Extracted entries Start Marker

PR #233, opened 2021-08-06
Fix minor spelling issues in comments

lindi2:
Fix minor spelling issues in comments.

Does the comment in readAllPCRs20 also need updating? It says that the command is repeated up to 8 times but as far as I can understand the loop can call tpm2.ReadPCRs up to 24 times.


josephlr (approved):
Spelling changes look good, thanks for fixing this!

Extracted entries End Marker

*Exercise brief*. Restate the final lines of the listing above word for word, beginning at the line that contains "Does the comment".

*Response*.
Does the comment in readAllPCRs20 also need updating? It says that the command is repeated up to 8 times but as far as I can understand the loop can call tpm2.ReadPCRs up to 24 times.


josephlr (approved):
Spelling changes look good, thanks for fixing this!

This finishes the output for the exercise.